(Excerpted records)
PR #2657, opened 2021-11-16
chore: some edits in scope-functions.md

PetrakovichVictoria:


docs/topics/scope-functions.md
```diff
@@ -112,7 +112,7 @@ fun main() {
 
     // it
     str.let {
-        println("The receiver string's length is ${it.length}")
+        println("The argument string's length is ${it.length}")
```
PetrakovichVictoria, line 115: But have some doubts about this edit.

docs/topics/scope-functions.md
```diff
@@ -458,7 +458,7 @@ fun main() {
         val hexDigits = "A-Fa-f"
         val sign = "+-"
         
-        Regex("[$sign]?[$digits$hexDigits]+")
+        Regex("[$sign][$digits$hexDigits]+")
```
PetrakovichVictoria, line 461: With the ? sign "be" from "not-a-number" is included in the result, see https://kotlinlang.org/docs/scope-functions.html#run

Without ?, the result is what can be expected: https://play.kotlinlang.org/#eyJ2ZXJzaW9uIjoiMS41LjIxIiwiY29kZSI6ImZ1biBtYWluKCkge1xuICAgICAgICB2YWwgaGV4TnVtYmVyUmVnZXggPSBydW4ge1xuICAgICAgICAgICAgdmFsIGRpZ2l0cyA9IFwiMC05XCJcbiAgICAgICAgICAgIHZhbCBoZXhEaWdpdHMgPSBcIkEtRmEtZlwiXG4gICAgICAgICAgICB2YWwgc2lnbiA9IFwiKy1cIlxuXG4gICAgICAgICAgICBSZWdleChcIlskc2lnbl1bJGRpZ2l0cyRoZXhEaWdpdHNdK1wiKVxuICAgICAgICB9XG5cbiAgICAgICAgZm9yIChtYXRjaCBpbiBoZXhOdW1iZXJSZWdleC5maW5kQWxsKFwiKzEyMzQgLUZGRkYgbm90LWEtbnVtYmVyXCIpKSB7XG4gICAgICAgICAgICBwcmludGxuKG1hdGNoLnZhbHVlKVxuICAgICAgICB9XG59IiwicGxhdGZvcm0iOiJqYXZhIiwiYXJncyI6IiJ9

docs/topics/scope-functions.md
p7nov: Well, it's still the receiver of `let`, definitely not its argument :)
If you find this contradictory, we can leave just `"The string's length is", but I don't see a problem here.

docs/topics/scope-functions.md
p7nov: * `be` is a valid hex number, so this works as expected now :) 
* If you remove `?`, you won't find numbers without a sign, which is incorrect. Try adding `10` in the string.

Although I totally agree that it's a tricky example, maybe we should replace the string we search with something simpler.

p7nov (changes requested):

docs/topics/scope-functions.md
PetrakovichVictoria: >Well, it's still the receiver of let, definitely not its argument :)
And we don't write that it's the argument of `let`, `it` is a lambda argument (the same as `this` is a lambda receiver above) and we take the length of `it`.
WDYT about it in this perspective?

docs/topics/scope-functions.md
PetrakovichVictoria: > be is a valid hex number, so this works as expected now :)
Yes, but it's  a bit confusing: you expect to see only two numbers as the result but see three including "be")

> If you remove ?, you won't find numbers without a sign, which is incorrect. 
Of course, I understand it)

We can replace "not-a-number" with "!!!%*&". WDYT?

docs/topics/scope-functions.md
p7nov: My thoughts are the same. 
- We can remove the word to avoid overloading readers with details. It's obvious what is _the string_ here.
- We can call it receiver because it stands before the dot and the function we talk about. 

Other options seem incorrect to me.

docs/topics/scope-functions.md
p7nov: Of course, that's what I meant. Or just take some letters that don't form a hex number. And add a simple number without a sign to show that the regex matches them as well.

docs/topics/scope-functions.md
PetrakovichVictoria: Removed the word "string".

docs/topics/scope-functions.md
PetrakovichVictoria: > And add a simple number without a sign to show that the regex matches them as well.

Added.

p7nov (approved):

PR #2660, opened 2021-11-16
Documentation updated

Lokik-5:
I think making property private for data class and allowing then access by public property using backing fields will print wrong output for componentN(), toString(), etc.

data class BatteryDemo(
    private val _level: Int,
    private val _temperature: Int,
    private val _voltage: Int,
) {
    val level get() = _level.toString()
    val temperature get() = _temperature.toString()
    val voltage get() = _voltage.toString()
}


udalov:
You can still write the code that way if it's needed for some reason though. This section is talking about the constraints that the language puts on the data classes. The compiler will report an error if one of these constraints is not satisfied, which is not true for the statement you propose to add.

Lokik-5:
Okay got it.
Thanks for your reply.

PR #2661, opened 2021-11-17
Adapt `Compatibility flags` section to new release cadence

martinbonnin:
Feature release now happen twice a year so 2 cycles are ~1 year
(End Excerpted records)
• **Problem**: Without skipping a line, print the listing once more exactly.

• **Output below**:
PR #2657, opened 2021-11-16
chore: some edits in scope-functions.md

PetrakovichVictoria:


docs/topics/scope-functions.md
```diff
@@ -112,7 +112,7 @@ fun main() {
 
     // it
     str.let {
-        println("The receiver string's length is ${it.length}")
+        println("The argument string's length is ${it.length}")
```
PetrakovichVictoria, line 115: But have some doubts about this edit.

docs/topics/scope-functions.md
```diff
@@ -458,7 +458,7 @@ fun main() {
         val hexDigits = "A-Fa-f"
         val sign = "+-"
         
-        Regex("[$sign]?[$digits$hexDigits]+")
+        Regex("[$sign][$digits$hexDigits]+")
```
PetrakovichVictoria, line 461: With the ? sign "be" from "not-a-number" is included in the result, see https://kotlinlang.org/docs/scope-functions.html#run

Without ?, the result is what can be expected: https://play.kotlinlang.org/#eyJ2ZXJzaW9uIjoiMS41LjIxIiwiY29kZSI6ImZ1biBtYWluKCkge1xuICAgICAgICB2YWwgaGV4TnVtYmVyUmVnZXggPSBydW4ge1xuICAgICAgICAgICAgdmFsIGRpZ2l0cyA9IFwiMC05XCJcbiAgICAgICAgICAgIHZhbCBoZXhEaWdpdHMgPSBcIkEtRmEtZlwiXG4gICAgICAgICAgICB2YWwgc2lnbiA9IFwiKy1cIlxuXG4gICAgICAgICAgICBSZWdleChcIlskc2lnbl1bJGRpZ2l0cyRoZXhEaWdpdHNdK1wiKVxuICAgICAgICB9XG5cbiAgICAgICAgZm9yIChtYXRjaCBpbiBoZXhOdW1iZXJSZWdleC5maW5kQWxsKFwiKzEyMzQgLUZGRkYgbm90LWEtbnVtYmVyXCIpKSB7XG4gICAgICAgICAgICBwcmludGxuKG1hdGNoLnZhbHVlKVxuICAgICAgICB9XG59IiwicGxhdGZvcm0iOiJqYXZhIiwiYXJncyI6IiJ9

docs/topics/scope-functions.md
p7nov: Well, it's still the receiver of `let`, definitely not its argument :)
If you find this contradictory, we can leave just `"The string's length is", but I don't see a problem here.

docs/topics/scope-functions.md
p7nov: * `be` is a valid hex number, so this works as expected now :) 
* If you remove `?`, you won't find numbers without a sign, which is incorrect. Try adding `10` in the string.

Although I totally agree that it's a tricky example, maybe we should replace the string we search with something simpler.

p7nov (changes requested):

docs/topics/scope-functions.md
PetrakovichVictoria: >Well, it's still the receiver of let, definitely not its argument :)
And we don't write that it's the argument of `let`, `it` is a lambda argument (the same as `this` is a lambda receiver above) and we take the length of `it`.
WDYT about it in this perspective?

docs/topics/scope-functions.md
PetrakovichVictoria: > be is a valid hex number, so this works as expected now :)
Yes, but it's  a bit confusing: you expect to see only two numbers as the result but see three including "be")

> If you remove ?, you won't find numbers without a sign, which is incorrect. 
Of course, I understand it)

We can replace "not-a-number" with "!!!%*&". WDYT?

docs/topics/scope-functions.md
p7nov: My thoughts are the same. 
- We can remove the word to avoid overloading readers with details. It's obvious what is _the string_ here.
- We can call it receiver because it stands before the dot and the function we talk about. 

Other options seem incorrect to me.

docs/topics/scope-functions.md
p7nov: Of course, that's what I meant. Or just take some letters that don't form a hex number. And add a simple number without a sign to show that the regex matches them as well.

docs/topics/scope-functions.md
PetrakovichVictoria: Removed the word "string".

docs/topics/scope-functions.md
PetrakovichVictoria: > And add a simple number without a sign to show that the regex matches them as well.

Added.

p7nov (approved):

PR #2660, opened 2021-11-16
Documentation updated

Lokik-5:
I think making property private for data class and allowing then access by public property using backing fields will print wrong output for componentN(), toString(), etc.

data class BatteryDemo(
    private val _level: Int,
    private val _temperature: Int,
    private val _voltage: Int,
) {
    val level get() = _level.toString()
    val temperature get() = _temperature.toString()
    val voltage get() = _voltage.toString()
}


udalov:
You can still write the code that way if it's needed for some reason though. This section is talking about the constraints that the language puts on the data classes. The compiler will report an error if one of these constraints is not satisfied, which is not true for the statement you propose to add.

Lokik-5:
Okay got it.
Thanks for your reply.

PR #2661, opened 2021-11-17
Adapt `Compatibility flags` section to new release cadence

martinbonnin:
Feature release now happen twice a year so 2 cycles are ~1 year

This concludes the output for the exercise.